Berdasarkan Peraturan MK Nomor 6 Tahun 2020 tentang Tata Beracara dalam Perkara Perselisihan Hasil Pemilihan Gubernur, Bupati, dan Wali Kota, tidak semua gugatan terkait sengketa Pilkada bisa dibawa ke MK.

Institusi itu hanya menerima gugatan yang berkaitan dengan perselisihan suara hasil Pilkada.

Di luar gugatan terkait perselisihan suara, misalnya gugatan kecurangan bisa diajukan ke Bawaslu, DKPP, atau Pengadilan Tata Usaha Negara (PTUN).

Prosedur dan proses

Menurut Peraturan MK Nomor 6 Tahun 2020, sejumlah tahapan dalam sengketa Pilkada yang diajukan ke MK. Tahapan pengajuan permohonan sengketa ke MK adalah sebagai berikut:

1. Pemohon mengajukan permohonan ke MK. Pengajuan bisa dilakukan melalui dua cara, yakni luring dan daring.
2. Permohonan diajukan paling lambat 3 (tiga) hari kerja terhitung sejak diumumkan penetapan perolehan suara hasil Pilkada
3. Pengajuan permohonan terdiri atas:
-Surat permohonan.
-Fotokopi Surat Keputusan tentang Penetapan sebagai Pasangan calon atau akreditasi KPU/KIP Provinsi atau KPU/KIP Kabupaten/Kota untuk Pemantau Pemilihan.
-Fotokopi KTP atau identitas pemohon.
-Fotokopi kartu tanda anggota bagi advokat sebagai kuasa hukum.
4. Permohonan, baik secara luring maupun daring, hanya dapat diajukan satu kali selama tenggang waktu pengajuan permohonan.
5. Kepaniteraan mencatat permohonan yang diajukan ke MK dalam e-BP3 yang selanjutnya diterbitkan AP3.

Tahapan selanjutnya adalah penyelesaian sengketa.

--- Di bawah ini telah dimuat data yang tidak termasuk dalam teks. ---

PR #1287, opened 2016-10-31
Keep path in invalid project exceptions

### LINKED ISSUE #1286: Malformed-XML error messages no longer have filename + location
The error message for bad XML is missing the filename, line, and column location that it used to have.

I suspect this is due to the changes in #1004 (the `XmlTextReader` we're using no longer knows the path of the file, because we're giving it a stream instead.

<details>
<summary>Expected and actual output</summary>

```XML
<Project xmlns="http://schemas.microsoft.com/developer/msbuild/2003"
      DefaultTargets="t1">
  <Target Name="t1">
    <Message Text= [p2.t1]/>
  </Target>
  <Target Name="t2">
    <Message Text="[p2.t2]"/>
  </Target>
</Project>
```

Current:

```
S:\work\1244940>\msbuild\bin\Bootstrap\15.0\Bin\MSBuild.exe pE.proj
Microsoft (R) Build Engine version 15.1.0.0

Build started 10/31/2016 11:14:10 AM.
Project "S:\work\1244940\pE.proj" on node 1 (default targets).
MSBUILD : error MSB4025: The project file could not be loaded. '[' is an unexpected token. The expected token is '"' or '''. Line 4, position 26. [S:\work\1244940\pE.proj]
Done Building Project "S:\work\1244940\pE.proj" (default targets) -- FAILED.


Build FAILED.

"S:\work\1244940\pE.proj" (default target) (1) ->
  MSBUILD : error MSB4025: The project file could not be loaded. '[' is an unexpected token. The expected token is '"' or '''. Line 4, position 26. [S:\work\1244940\pE.proj]

    0 Warning(s)
    1 Error(s)

Time Elapsed 00:00:00.23
```

MSBuild 14:

```
S:\work\1244940>MSBuild.exe pE.proj
Microsoft (R) Build Engine version 14.0.25420.1

Build started 10/31/2016 11:14:39 AM.
Project "S:\work\1244940\pE.proj" on node 1 (default targets).
S:\work\1244940\pE.proj(4,26): error MSB4025: The project file could not be loaded. '[' is an unexpected token. The expected token is '"' or '''. Line 4, position 26.
Done Building Project "S:\work\1244940\pE.proj" (default targets) -- FAILED.


Build FAILED.

"S:\work\1244940\pE.proj" (default target) (1) ->
  S:\work\1244940\pE.proj(4,26): error MSB4025: The project file could not be loaded. '[' is an unexpected token. The expected token is '"' or '''. Line 4, position 26.

    0 Warning(s)
    1 Error(s)

Time Elapsed 00:00:00.02
```
</details>

rainersigwald:
When #1004 moved the standard XML reading approach to be stream-based
rather than file-based, the exceptions thrown on malformed XML
changed--System.Xml no longer knows the path, so it isn't included in the
XmlException. That caused MSBuild to fail to report the location of the
XML error in a nice way as it had done before.

Almost every case where we constructed a BuildEventFileInfo object already
had access to the full path, so I added a constructor that accepted that
as an argument and overrides the possibly-empty path returned from
XmlException.SourceUri.

Fixes #1286.

### DIFF
--- a/src/Shared/BuildEventFileInfo.cs
+++ b/src/Shared/BuildEventFileInfo.cs
@@ -97,6 +97,16 @@ namespace Microsoft.Build.Shared
             _endColumn = 0;
         }
 
+        /// <summary>
+        /// Creates an instance of this class using the information in the given XmlException and file location.
+        /// </summary>
+        internal BuildEventFileInfo(string file, XmlException e) : this(e)
+        {
+            ErrorUtilities.VerifyThrowArgumentNull(file, nameof(file));
+
+            _file = file;
+        }
+
         #endregion
 
         #region Properties
--- a/src/XMakeBuildEngine/Construction/ProjectRootElement.cs
+++ b/src/XMakeBuildEngine/Construction/ProjectRootElement.cs
@@ -2059,7 +2059,7 @@ namespace Microsoft.Build.Construction
 
                     if (xmlException != null)
                     {
-                        fileInfo = new BuildEventFileInfo(xmlException);
+                        fileInfo = new BuildEventFileInfo(fullPath, xmlException);
                     }
                     else
                     {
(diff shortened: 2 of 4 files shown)


rainersigwald:
I did test it manually but I found a good place to add a test so I did (verified that it fails before the new commit).

jeffkl:
Well then now I **really** approve these changes!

Ini merupakan tahapan usai permohonan sengketa yang diajukan memenuhi syarat.

MK kemudian menggelar persidangan untuk menyelesaikan sengketa. Persidangan perkara perselisihan hasil pemilihan dilaksanakan dengan urutan:
-Pemeriksaan pendahuluan.
-Pemeriksaan persidangan.
-Pengucapan putusan.

Persidangan perkara dilaksanakan dalam sidang panel atau sidang pleno terbuka untuk umum.

Tahap selanjutnya ialah penetapan hasil persidangan. Perkara perselisihan hasil suara diputus MK dalam tenggang waktu paling lama 45 hari kerja sejak permohonan dicatat dalam e-BRPK.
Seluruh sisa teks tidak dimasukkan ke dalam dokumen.